Survey results for LAC countries indicate that most countries have regulations for the dismissal of permanent employees in certain cases. In 83% of respondent countries, the legal framework allows for termination of employment due to restructuring and in 100% due to poor performance (although rarely used). In Brazil and Uruguay, the law prohibits dismissal due to restructuring, and in Argentina, dismissing an employee is only feasible if the function and the associated job posts are eliminated within the organisational structure and the public servant chooses not to be reallocated. Legal frameworks allow employees to be made redundant due to restructuring in 86% of OECD countries and due to bad performance in 97% of them.

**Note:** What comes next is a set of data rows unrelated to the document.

Issue #1477, opened 2022-05-22
GSoC Workspace: Implement `WASI` and `wasmedge_process` host functions on the Windows platform


abhinandanudupa:
# Motivation

Currently, the `WASI` and `wasmedge_process` components in WasmEdge are only implemented on *nix platforms (mac OS and Linux) and most of the host functions are not yet supported on the Windows platform. Since there are a lot of windows users would like to use `WasmEdge`, it will be important to implement these host functions and satisfy their requirements.

# Milestones

### Community bonding period [20th May, 2022 to June 12th, 2022]
* [x] Setup the working environment (Windows SDK v`19041`).
* [x] Understand the existing code base and the requirements
* [x] List out the milestones to be achieved - you know once you start

### Coding Period [13th June, 2022 to 12th September, 2022]
* [x] ~Implement `DirHolder` using the `Win32` API~ -  not necessary as `HandleHolder` should be sufficient
* [x] Implement a function to map file constants/flags from `win32 API` to `WASI`/`*nix` 
    - `attributeFlags()` - maps file attributes to `WASI`, flags to manage file attributes/types
    - `accessFlags()` - maps access flags to `WASI`, flags to define permissions on the file for the user/process
    - `shareFlags()` - maps share flags to `WASI`, flags to allow other processes to read or to write to the open file
    - `creationDisposition()` - maps creation disposition flags to `WASI`, flags to truncate or to create a new file
* [x] Implement a function to map error codes from `win32 API` to `WASI` [`fromWinError()`]
* [x] Implement a function to convert a signed 64 bit integer to a `LARGE_INTEGER` [`toLargeIntegerFromUnsigned()`]
* [x] Implement a function to convert a unsigned 64 bit integer to a `LARGE_INTEGER` [`toLargeIntegerFromSigned()`]
* [x] Implement a function to map file types to `WASI` [`fromFileType()`]
* [x] Implement a function to define the relatively position of the file pointer during a read or write operation [`fromWhence()`]
* [x] Implement host functions as defined and described in [`include/host/wasi/indoe.h`](https://github.com/WasmEdge/WasmEdge/blob/master/include/host/wasi/inode.h#L182)
* [x] Implement the host functions!

# How I think I would implement the functions

I think it will be a good thing to learn the Linux implementations, find equivalent functions and then implement with `win32 API`. I would not have to go build from scratch (hopefully) and reduce the time taken.

### A. WASI component
[...]

PR #1826, opened 2022-09-07
[Windows] Implement host functions on the Windows platform

### LINKED ISSUE #1227: feat: Implement WASI and wasmedge_process host functions on Windows platform
## Motivation

Currently, the WASI and wasmedge_process components in WasmEdge are only implemented on macOS and Linux platforms. Most of the host functions are not supported on the Windows platform.
Since we have lots of windows users, it is necessary to finish the implementations.

## Details

To finish the remaining host functions, you may need to do the following working items:

A. WASI component 
1. Check the `*win.*` files in [lib/host/wasi](https://github.com/WasmEdge/WasmEdge/tree/master/lib/host/wasi). 
2. Implement those unimplemented functions. E.g. those functions contains `return WasiUnexpect(__WASI_ERRNO_NOSYS);` or `return false;`
3. Make sure all of the WASI unit tests are passed.

B. WASMEDGE_PROCESS component
1. Check the files in [lib/host/wasmedge_process](https://github.com/WasmEdge/WasmEdge/blob/master/lib/host/wasmedge_process).
2. You will find that we [use libc to create and execute a new application process](https://github.com/WasmEdge/WasmEdge/blob/master/lib/host/wasmedge_process/processfunc.cpp#L175-L183). You will need to split the files into the corresponding OS headers like WASI, and you will need to use windows API to finish this feature.

## Recommended Skills
1. Familiar with C++ programming language.
2. Familiar with Windows API.

abhinandanudupa:
### Host Functions: Function-wise Summary

| Function | Status | Comment |
| --------------------- | --------------------- | ------------------------------------------------------------------------- |
| `open` | complete | some flags may not have an equivalent |
| `fdAdvise` | no equivalent | have to find an solution |
| `fdAllocate` | complete | None |
| `fdDatasync` | complete | documentation is not clear on whether metadata is also flushed, refer [here](https://docs.microsoft.com/en-us/windows/win32/api/fileapi/nf-fileapi-flushfilebuffers#remarks) |
| `fdFdstatGet` | complete | depends on a partially complete function - `fromFileType` (this function has been implemented partially in linux), find appropriate functions to query the equivalent flags and fill the other fields (the implementation for linux has not filled these fields) |
| `fdFdstatSetFlags` | complete | depends on a partially complete function - `fromFileType` and an equivalent for device ID needs to be found which may be related to the file index |
| `fdFilestatSetSize` | complete | None |
| `fdFilestatSetTimes` | complete | None |
| `fdPread` | complete | there maybe issues due to casting |
| `fdPwrite` | complete | there maybe issues due to casting |
| `fdRead` | complete | had already been implemented |
| `fdWrite` | complete | had already been implemented |
| `fdReaddir` | complete | Need to optimise the function and it depends on a partially implemented function - `fromFileType` |
| `fdSeek` | complete | None |
| `fdSync` | complete | works when the file has been opened with the flags `FILE_FLAG_NO_BUFFERING` and `FILE_FLAG_WRITE_THROUGH` which I suspect is the desired behaviour, refer [here](https://devblogs.microsoft.com/oldnewthing/20210729-00/?p=105494) |
| `fdTell` | complete | None |
| `getNativeHandler` | complete | had already been implemented |
| `pathCreateDirectory` | complete | None |
| `pathFilestatGet` | complete | similar to `stat` which uses absolute paths |
| `pathFilestatSetTimes` | complete | None |
| `pathLink` | complete | None |
| `pathOpen` | complete | None |
| `pathReadlink` | complete | None |
| `pathRemoveDirectory` | complete | had been already implemented |
| `pathRename` | complete | None |
| `pathSymlink` | complete | None |
| `pathUnlinkFile` | complete | None |
| `pollOneoff` | incomplete | could not find a similar concept on windows |
| `sockGetPeerAddr` | incomplete | behaviour is unspecified |
| `unsafeFiletype`  | partially complete | need to find equivalent flags for three file types |
| `filetype` | partially complete | need to find equivalent flags for three file types |
| `isDirectory` | complete | None |
| `isSymlink` | complete | None |
| `filesize` | complete | None |
| `canBrowse` | incomplete | need to find appropriate functions |
| `Poller::clock` | incomplete | could not find a similar concept on windows |
| `Poller::read` | incomplete | could not find a similar concept on windows |
| `Poller::write` | incomplete | could not find a similar concept on windows |
| `Poller::wait` | incomplete | could not find a similar concept on windows |

### Descriptions
- `open()`: to use the flag `__WASI_FDFLAGS_NONBLOCK` we have to used an `OVERLAPPED` structure to query the status of the read/write operation. But in the API we do not describe an a function which queries the status  of the operation. Hence files opened with this flags do not have a way to query that status of the operation.
- `fdAdvise()`: we do not have a direct equivalent for this function in the Win32 API but we can use certain file flags [`FILE_FLAG_RANDOM_ACCESS`, `FILE_FLAG_SEQUENTIAL_SCAN`, `OPEN_EXISTING`]with the `CreateFile()` and functions like [`PrefetchVirtualMemory()`](https://docs.microsoft.com/en-us/windows/win32/api/memoryapi/nf-memoryapi-prefetchvirtualmemory?redirectedfrom=MSDN) and use certain flags in the read/write functions - `ReadFile` and `WriteFile`.
- `fdAllocate()`: signed bit has to be removed as the parameter `Offset` and `Len` are unsigned.
- `fdDatasync()`: it seems that meta data will be [flushed only when the `Handle` is opened with certain attributes](https://devblogs.microsoft.com/oldnewthing/20210729-00/?p=105494).
- `fdFdstatGet()`: need to find appropriate flags for the fields - `fs_rights_base` and `fs_rights_inheriting` and file types for `fs_filetype`. The linux implementation does not fill the `*rights*` fields.
- `fdFdstatSetFlags()`: the `__WASI_FDFLAGS_APPEND` flag can be safely ignored.
- `fdFilestatGet`: need to find equivalent file types, three are missing. And there is no equivalent for device ID and INode number.
- `fdPread`: does not support asynchronous operation as the the function is similar to `preadv` which is subject to the `O_NONBLOCK` flag as according to the [source](https://man7.org/linux/man-pages/man2/open.2.html)
```
              Note that this flag has no effect for regular files and
              block devices; that is, I/O operations will (briefly)
              block when device activity is required, regardless of
              whether O_NONBLOCK is set.  Since O_NONBLOCK semantics
              might eventually be implemented, applications should not
              depend upon blocking behavior when specifying this flag
              for regular files and block devices.
```
- `fdReaddir()`: might require some optimisation.
- `fdSync()`: same as that for `fdDatasync`.
- `pathFilestatGet()`: there is no equivalent for device number and the INode number.
- `filetype()`: need to find equivalent flags for the file types.
- `unsafeFiletype()`: same as above - need to find equivalent flags for the file types.

> I have made `TODO` and `FIXME`comments where ever functions have been partially implemented or where issues maybe present.

Resolves #1227 and #1477


lib/host/wasi/inode-win.cpp
```diff
@@ -9,9 +9,19 @@
...
 #include "win.h"
+#include <algorithm>
+#include <boost/align/aligned_allocator.hpp>
+#include <new>
+#include <vector>
 #include <winsock2.h>
 #include <ws2tcpip.h>
 
+#define NANOSECONDS_PER_TICK 100ULL
+// #define NANOSECONDS_PER_SECOND 1000000000ULL 0000000
```
hydai, line 20: Do we need this?

lib/host/wasi/inode-win.cpp
```diff
@@ -57,6 +69,445 @@ createNullTerminatedString(std::string_view View) noexcept {
...
 }
+
+inline LARGE_INTEGER toLargeIntegerFromUnsigned(unsigned long long value) {
+  LARGE_INTEGER Result;
+
+  // Does the compiler natively support 64-bit integers?
+#ifdef INT64_MAX
+  Result.QuadPart = static_cast<int64_t>(value);
+#else
+  Result.high_part = value & 0xFFFFFFFF00000000;
```
hydai, line 80: Missing shift after masking.

lib/host/wasi/inode-win.cpp
```diff
@@ -57,6 +69,445 @@ createNullTerminatedString(std::string_view View) noexcept {
...
+  return Result;
+}
+
+inline LARGE_INTEGER toLargeIntegerFromSigned(long long value) {
+  LARGE_INTEGER Result;
+
+#ifdef INT64_MAX
+  Result.QuadPart = static_cast<int>(value);
+#else
+  Result.high_part = value & 0xFFFFFFFF00000000;
```
hydai, line 92: Missing shift after masking.

lib/host/wasi/inode-win.cpp
```diff
@@ -57,6 +69,445 @@ createNullTerminatedString(std::string_view View) noexcept {
...
+#ifdef INT64_MAX
+  Result.QuadPart = static_cast<int64_t>(value);
+#else
+  Result.high_part = value & 0xFFFFFFFF00000000;
+  Result.low_part = value & 0xFFFFFFFF;
+#endif
+  return Result;
+}
+
+inline LARGE_INTEGER toLargeIntegerFromSigned(long long value) {
```
hydai, line 86: `value` -> `Value`.

lib/host/wasi/inode-win.cpp
```diff
@@ -57,6 +69,445 @@ createNullTerminatedString(std::string_view View) noexcept {
...
+#ifdef INT64_MAX
+  Result.QuadPart = static_cast<int>(value);
+#else
+  Result.high_part = value & 0xFFFFFFFF00000000;
+  Result.low_part = value & 0xFFFFFFFF;
+#endif
+  return Result;
+}
+
+inline constexpr __wasi_errno_t fromWinError(DWORD winerr) {
```
hydai, line 98: `winerr` -> `Winerr`

lib/host/wasi/inode-win.cpp
```diff
@@ -57,6 +69,445 @@ createNullTerminatedString(std::string_view View) noexcept {
...
+  __wasi_errno_t error = __WASI_ERRNO_NOSYS;
```
hydai, line 99: `error` -> `Error`.

lib/host/wasi/inode-win.cpp
```diff
@@ -57,6 +69,445 @@ createNullTerminatedString(std::string_view View) noexcept {
...
+  switch (winerr) {
+  case ERROR_ACCESS_DENIED:
+    error = __WASI_ERRNO_ACCES;
+    break;
+  case ERROR_ACCOUNT_DISABLED:
+    error = __WASI_ERRNO_ACCES;
+    break;
+  case ERROR_ACCOUNT_RESTRICTION:
+    error = __WASI_ERRNO_ACCES;
```
hydai, line 108: If there are several cases return the same error number, do the following stuff:

```

  case ERROR_ACCESS_DENIED:
  case ERROR_ACCOUNT_DISABLED:
  case ERROR_ACCOUNT_RESTRICTION:
    error = __WASI_ERRNO_ACCES;
```

lib/host/wasi/inode-win.cpp
```diff
@@ -82,53 +533,308 @@ INode INode::stdErr() noexcept {
...
+
+  if (static_cast<int64_t>((Offset + Len) & 0x7FFFFFFFFFFFFFFF) >
+      FileSize.QuadPart) {
+
+    FILE_STANDARD_INFO StandardInfo;
+    FILE_ALLOCATION_INFO AllocationInfo;
+
+    if (unlikely(GetFileInformationByHandleEx(Handle, FileStandardInfo,
+                                              &StandardInfo,
+                                              sizeof(StandardInfo))) == FALSE)
```
hydai, line 582: Make sure there always be a `{}` for the `if` statement.

lib/host/wasi/inode-win.cpp
```diff
@@ -82,53 +533,308 @@ INode INode::stdErr() noexcept {
...
+      return WasiUnexpect(fromWinError(GetLastError()));
+
+    // Update the size attribute
+    // TODO: Is it ok to do this?
```
hydai, line 586: Sorry, what's the question?

lib/host/wasi/inode-win.cpp
```diff
@@ -82,53 +533,308 @@ INode INode::stdErr() noexcept {
...
+  // this
+  // https://docs.microsoft.com/en-us/windows/win32/api/winbase/nf-winbase-openfilebyid?redirectedfrom=MSDN
+  // and this
+  // https://docs.microsoft.com/en-us/windows/win32/api/winbase/ns-winbase-file_id_info
+  FileStat.ino = 0;
+  // TODO: Find an equivalent for device ID in windows
+  FileStat.dev = 0;
+  FileStat.nlink = (*FileInfo).nNumberOfLinks;
+  FileStat.size = static_cast<uint64_t>((*FileInfo).nFileSizeLow) +
+                  (static_cast<uint64_t>((*FileInfo).nFileSizeHigh) << 32);
```
hydai, line 693: What's the type of `nFileSizeHigh`? Should we cast it first, then do the shift?

lib/host/wasi/inode-win.cpp
```diff
@@ -145,20 +851,196 @@ WasiExpect<void> INode::fdRead(Span<Span<uint8_t>> IOVs,
...
+
+  switch (CombineResult) {
+  case S_OK:
+    break;
+  case E_INVALIDARG:
+    return WasiUnexpect(__WASI_ERRNO_INVAL);
+  case E_OUTOFMEMORY:
+    return WasiUnexpect(__WASI_ERRNO_OVERFLOW);
+  default:
+    return WasiUnexpect(__WASI_ERRNO_NAMETOOLONG);
```
hydai, line 891: Just want to know why the default case of CombineResult is `Name too long`?

lib/host/wasi/inode-win.cpp
```diff
@@ -145,20 +851,196 @@ WasiExpect<void> INode::fdRead(Span<Span<uint8_t>> IOVs,
...
+      return WasiUnexpect(fromWinError(GetLastError()));
+    }
+    Seek++;
+  }
+
+  uint32_t NumberOfBytesRead = 0;
+  BOOL FindNextResult = FALSE;
+
+  do {
+
```
hydai, line 912: Redundant empty line.

lib/host/wasi/inode-win.cpp
```diff
@@ -180,51 +1062,628 @@ WasiExpect<uint64_t> INode::getNativeHandler() const noexcept {
...
+  }
+
+  // Fill the Buffer with the contents of the link
+  HANDLE LocalFileHandle;
+
+  LocalFileHandle = CreateFileW(FullPathW, GENERIC_READ, FILE_SHARE_READ,
+                                nullptr, OPEN_EXISTING, 0, nullptr);
+
+  if (likely(LocalFileHandle != INVALID_HANDLE_VALUE)) {
+    // MAX_PATH or Buffer.size() in the function call?
```
hydai, line 1450: According to the document:
```
If the function succeeds, the return value is the length of the string received by lpszFilePath, in TCHARs. This value does not include the size of the terminating null character.
```

So the size should be the same as the buffer size.

lib/host/wasi/inode-win.cpp
```diff
@@ -687,18 +2146,102 @@ WasiExpect<void> INode::sockGetPeerAddr(uint8_t *, uint32_t *,
 }
 
 __wasi_filetype_t INode::unsafeFiletype() const noexcept {
+
+  // TODO: Find equivalents to the other file types
+  // To be completed along with other similar functions
+
+  if (unlikely(GetFileInformationByHandle(Handle, &(*FileInfo))) == FALSE) {
```
hydai, line 2153: Looks like this function can use `fromFileType` instead.

lib/host/wasi/inode-win.cpp
```diff
@@ -687,18 +2146,102 @@ WasiExpect<void> INode::sockGetPeerAddr(uint8_t *, uint32_t *,
...
+  switch (GetFileType(Handle)) {
+  case FILE_TYPE_CHAR:
+    return __WASI_FILETYPE_CHARACTER_DEVICE;
+  }
+  return __WASI_FILETYPE_UNKNOWN;
+
   return __WASI_FILETYPE_UNKNOWN;
 }
 
 WasiExpect<__wasi_filetype_t> INode::filetype() const noexcept {
```
hydai, line 2175: This function can use `unsafeFileType` to get the value.

lib/host/wasi/inode-win.cpp
```diff
@@ -687,18 +2146,102 @@ WasiExpect<void> INode::sockGetPeerAddr(uint8_t *, uint32_t *,
...
+  switch (GetFileType(Handle)) {
+  case FILE_TYPE_CHAR:
+    return __WASI_FILETYPE_CHARACTER_DEVICE;
+  }
+  return __WASI_FILETYPE_UNKNOWN;
 }
 
-bool INode::isDirectory() const noexcept { return false; }
+bool INode::isDirectory() const noexcept {
+  if (FileInfo.has_value()) {
```
hydai, line 2201: Looks like this section can be a function.
`isSymlink` has the same pattern.
```
if (!FileInfo.has_value()) {}
plus
  if (Handle != INVALID_HANDLE_VALUE &&
      unlikely(GetFileInformationByHandle(Handle, &(*FileInfo))) == FALSE) {
    return false;
  }
```

This pattern is what we do in the `inode-linux.cpp: updateStat()`

lib/host/wasi/inode-win.cpp
```diff
@@ -687,18 +2146,102 @@ WasiExpect<void> INode::sockGetPeerAddr(uint8_t *, uint32_t *,
...
+      unlikely(GetFileInformationByHandle(Handle, &(*FileInfo))) == FALSE) {
+    return false;
+  }
+
+  return (*FileInfo).dwFileAttributes == FILE_ATTRIBUTE_REPARSE_POINT;
+}
+
+WasiExpect<__wasi_filesize_t> INode::filesize() const noexcept {
+  if (FileInfo.has_value()) {
+    return (*FileInfo).dwFileAttributes == FILE_ATTRIBUTE_REPARSE_POINT;
```
hydai, line 2232: This function is `filesize`. Why do we return a condition check here?

hydai (changes requested):

lib/host/wasi/inode-win.cpp
abhinandanudupa: Will resolve this

lib/host/wasi/inode-win.cpp
abhinandanudupa: Must have copied the code from the function that checks for a symlink.

lib/host/wasi/inode-win.cpp
abhinandanudupa:
```
// Update the size attribute
// TODO: Is it ok to do this?
AllocationInfo.AllocationSize.QuadPart =
    static_cast<int64_t>((Offset + Len) & 0x7FFFFFFFFFFFFFFF);
```
We are converting a signed value into a unsigned value and here I am removing the sign bit. So the range of `QuadPart` is now the range of `uint64_t` (`Offset + Len`) / 2 which is lesser. So is this reduced range acceptable?

lib/host/wasi/inode-win.cpp
abhinandanudupa: `nFileSizeHigh` is a `DWORD` a 32 bit signed integer. Yes, we have to cast it first. By casting it first we are converting it into a 64 bit integer which occupies the less significant half of the integer. So we have to shift it to the left by 32 bits.

lib/host/wasi/inode-win.cpp
abhinandanudupa: No there are four possible return values. `PATHCCH_E_FILENAME_TOO_LONG` is the case the default is representing. But this constant is not defined in `Pathcch.h` and I could not find where it was defined. So I made it the default case.
Reference: https://docs.microsoft.com/en-us/windows/win32/api/pathcch/nf-pathcch-pathcchcombine#return-value

lib/host/wasi/inode-win.cpp
abhinandanudupa: If you mean the commented part then no.

lib/host/wasi/inode-win.cpp
abhinandanudupa: But how to generalize the `if (!FileInfo.has_value()) {...}` part? The other functions have different return values.

lib/host/wasi/inode-win.cpp
abhinandanudupa: I have deleted the comment.

lib/host/wasi/inode-win.cpp
abhinandanudupa: I have defined a new function to update the `FileInfo` for this purpose.

abhinandanudupa:
Should I try to pass all the checks by pushing a new commit again? The workflows have failed not because of the PR related changes but some internal issues.

hydai:
> Should I try to pass all the checks by pushing a new commit again? The workflows have failed not because of the PR related changes but some internal issues.

The fedora platform failed because the LLVM upstream just released the 15.0.0 version. We will have another PR to fix it.

abhinandanudupa:
> The fedora platform failed because the LLVM upstream just released the 15.0.0 version. We will have another PR to fix it.

Ok : )

lib/host/wasi/inode-win.cpp
```diff
@@ -57,6 +68,347 @@ createNullTerminatedString(std::string_view View) noexcept {
...
+  }
+
+  if ((FdFlags & __WASI_FDFLAGS_APPEND) != 0) {
+    Flags |= FILE_APPEND_DATA;
+  }
+
+  return Flags;
+}
+/*
+  constexpr DWORD shareFlags(__wasi_oflags_t OpenFlags) {
```
hydai, line 361: Do we need to keep this?

lib/host/wasi/inode-win.cpp
```diff
@@ -82,53 +434,310 @@ INode INode::stdErr() noexcept {
...
-WasiExpect<INode> INode::open(std::string, __wasi_oflags_t, __wasi_fdflags_t,
-                              uint8_t) noexcept {
-  return WasiUnexpect(__WASI_ERRNO_NOSYS);
+WasiExpect<INode> INode::open(std::string Path, __wasi_oflags_t OpenFlags,
+                              __wasi_fdflags_t FdFlags,
+                              uint8_t VFSFlags) noexcept {
+
+  DWORD AttributeFlags = attributeFlags(OpenFlags, FdFlags);
+  DWORD AccessFlags = accessFlags(FdFlags, VFSFlags);
+  // DWORD ShareFlags = shareFlags(OpenFlags);
```
hydai, line 443: Do we still need this?

lib/host/wasi/inode-win.cpp
hydai: I think you have to explain this in the comment.

lib/host/wasi/inode-win.cpp
```diff
@@ -82,53 +434,310 @@ INode INode::stdErr() noexcept {
...
+                          __wasi_fstflags_t FstFlags) const noexcept {
+
+  // Let FileTime be initialized to zero if the times need not be changed
+  FILETIME AFileTime = {0, 0};
+  FILETIME MFileTime = {0, 0};
+
+  // For setting access time
+  if (FstFlags & __WASI_FSTFLAGS_ATIM) {
+    uint64_t Aticks = ATim / NANOSECONDS_PER_TICK + TICKS_TO_UNIX_EPOCH;
+    AFileTime.dwLowDateTime = static_cast<DWORD>(Aticks % 0x100000000ULL);
```
hydai, line 652: `0x100000000ULL` is in too many place, use a const instead.

lib/host/wasi/inode-win.cpp
```diff
@@ -82,53 +434,310 @@ INode INode::stdErr() noexcept {
...
+  uint64_t LocalOffset = Offset;
+
+  for (auto IOV : IOVs) {
+    DWORD NumberOfBytesRead = 0;
+    OVERLAPPED Result;
+
+    Result.Offset = static_cast<uint32_t>(LocalOffset);
+    Result.OffsetHigh = static_cast<uint32_t>(LocalOffset >> 32);
+
+    // There maybe issues due to casting IOV.size() to unit32_t
```
hydai, line 687: What's the issue?

lib/host/wasi/inode-win.cpp
```diff
@@ -82,53 +434,310 @@ INode INode::stdErr() noexcept {
...
+  uint64_t LocalOffset = Offset;
+
+  for (auto IOV : IOVs) {
+    DWORD NumberOfBytesWritten = 0;
+    OVERLAPPED Result;
+
+    Result.Offset = static_cast<uint32_t>(LocalOffset);
+    Result.OffsetHigh = static_cast<uint32_t>(LocalOffset >> 32);
+
+    // There maybe issues due to casting IOV.size() to unit32_t
```
hydai, line 721: What's the issue?

lib/host/wasi/inode-win.cpp
```diff
@@ -180,51 +964,629 @@ WasiExpect<uint64_t> INode::getNativeHandler() const noexcept {
...
+      return WasiUnexpect(__WASI_ERRNO_NOTDIR);
+    }
+
+    wchar_t PathW[MAX_PATH];
+
+    // Convert the path from char_t to wchar_t
+    mbstowcs(PathW, Path.c_str(), MAX_PATH);
+
+    // Append the paths together
+
```
hydai, line 1271: Redundant empty line.

lib/host/wasi/inode-win.cpp
```diff
@@ -180,51 +964,629 @@ WasiExpect<uint64_t> INode::getNativeHandler() const noexcept {
...
+    wchar_t HandleFullPathW[MAX_PATH];
+
+    // First get the paths of the handles
+    if (unlikely(GetFinalPathNameByHandleW(Handle, HandleFullPathW, MAX_PATH,
+                                           FILE_NAME_NORMALIZED)) == FALSE) {
+      return WasiUnexpect(fromWinError(GetLastError()));
+    }
+
+    if (!PathIsDirectoryW(HandleFullPathW)) {
+
```
hydai, line 1261: Redundant empty line.

lib/host/wasi/inode-win.cpp
```diff
@@ -180,51 +964,629 @@ WasiExpect<uint64_t> INode::getNativeHandler() const noexcept {
...
+      return WasiUnexpect(__WASI_ERRNO_NAMETOOLONG);
+    }
+
+  } else {
+    mbstowcs(FullPathW, Path.c_str(), MAX_PATH);
+  }
+
+  DWORD AttributeFlags = attributeFlags(OpenFlags, FdFlags);
+  DWORD AccessFlags = accessFlags(FdFlags, VFSFlags);
+  // DWORD ShareFlags = shareFlags(OpenFlags);
```
hydai, line 1292: Do we need this?

hydai (changes requested):

lib/host/wasi/inode-win.cpp
abhinandanudupa: It is fine if multiple processes can access ,read and write potentially at the same time? Currently all functions allow external processes to read/write a file opened by WasmEdge. If yes then we should remove it else we may have to modify it is some way.

lib/host/wasi/inode-win.cpp
abhinandanudupa: Same as the above comment above.

lib/host/wasi/inode-win.cpp
abhinandanudupa: Will be using one of the time constants.

lib/host/wasi/inode-win.cpp
abhinandanudupa: `IOV.size()` returns a 64 bit integer but the underling windows API uses a 32 bit integer. So can there be any issues due to the narrowing of the range?

lib/host/wasi/inode-win.cpp
abhinandanudupa: Same as above.
> `IOV.size()` returns a 64 bit integer but the underling windows API uses a 32 bit integer. So can there be any issues due to the narrowing of the range?

lib/host/wasi/inode-win.cpp
abhinandanudupa: Related to this issue:
> Is it fine if multiple processes can access ,read and write potentially at the same time? Currently all functions allow external processes to read/write a file opened by WasmEdge. If yes then we should remove it else we may have to modify it is some way.

lib/host/wasi/inode-win.cpp
hydai: Well, just add a check here, if the range is larger than the limit of windows API, report an error.

abhinandanudupa: Okay

lib/host/wasi/inode-win.cpp
hydai: Yes, IIRC, we don't limit this. So it should be fine if there is any external process to access the file.

abhinandanudupa: Okay

lib/host/wasi/inode-win.cpp
abhinandanudupa: Instead should I divide the larger number into two parts - `INT_MAX` and `IOV.size() - INT_MAX` and then perform two operations with these?

lib/host/wasi/inode-win.cpp
abhinandanudupa: Resolved in [here](https://github.com/WasmEdge/WasmEdge/pull/1826#discussion_r981949078)

lib/host/wasi/inode-win.cpp
abhinandanudupa: Resolved in [here](https://github.com/WasmEdge/WasmEdge/pull/1826#discussion_r981951772)

lib/host/wasi/inode-win.cpp
abhinandanudupa: Done.

hydai (approved):
LGTM.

Dismissing public employees is not a common practice, despite legal provisions to do so. According to survey results, only 33% of the countries that allow employees to be dismissed due to restructuring do so regularly. Another 33% of the countries rarely do so and only one does so from time to time. In the OECD, only 19% of countries reported very infrequent dismissals due to management reasons (36% do so from time to time and the remaining 22% reported doing so regularly). In the case of dismissals due to poor performance, 15% of OECD countries reported using this mechanism frequently.

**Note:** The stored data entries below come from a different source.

Issue #1290, opened 2022-03-01
bug: Windows 10 action failed


hydai:
## Description

The building CI is failed from last week. Not sure which part of the environment is changed.

```bash
ninja: error: 'C:/Program Files (x86)/Microsoft Visual Studio/2019/Enterprise/DIA SDK/lib/amd64/diaguids.lib', needed by 'test/aot/wasmedgeAOTCoreTests.exe', missing and no known rule to make it
```

### Expected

Probably due to the rigidities in practice explained above, LAC countries have opted for alternative mechanisms for restructuring their public workforce. One of them is recruiting employees on fixed-term contracts (as opposed to permanent staff), which presents fewer legal and procedural restrictions to terminate a contract. These currently constitute 24% of employees in LAC countries. There are large differences among countries: while in El Salvador there are no fixed-term employees, the proportion reaches 92% in the Dominican Republic (see two-pager on recruitment).
Another strategy has been to offer voluntary termination packages; 67% of the countries reported using such initiatives in recent years (early retirement programmes in Argentina, Chile, El Salvador and Jamaica and voluntary separation programmes in Colombia, Costa Rica, Guatemala and Mexico). Only Brazil, Peru and Uruguay have not applied these schemes.
By comparison, 31% of OECD countries reported having regularly devised plans to encourage voluntary departures. However, during the last economic and financial crisis, OECD countries implemented a variety of measures (income freezes, cross-cutting employment cuts, outsourcing, voluntary termination) that allowed them to manage employment levels with greater speed and impact.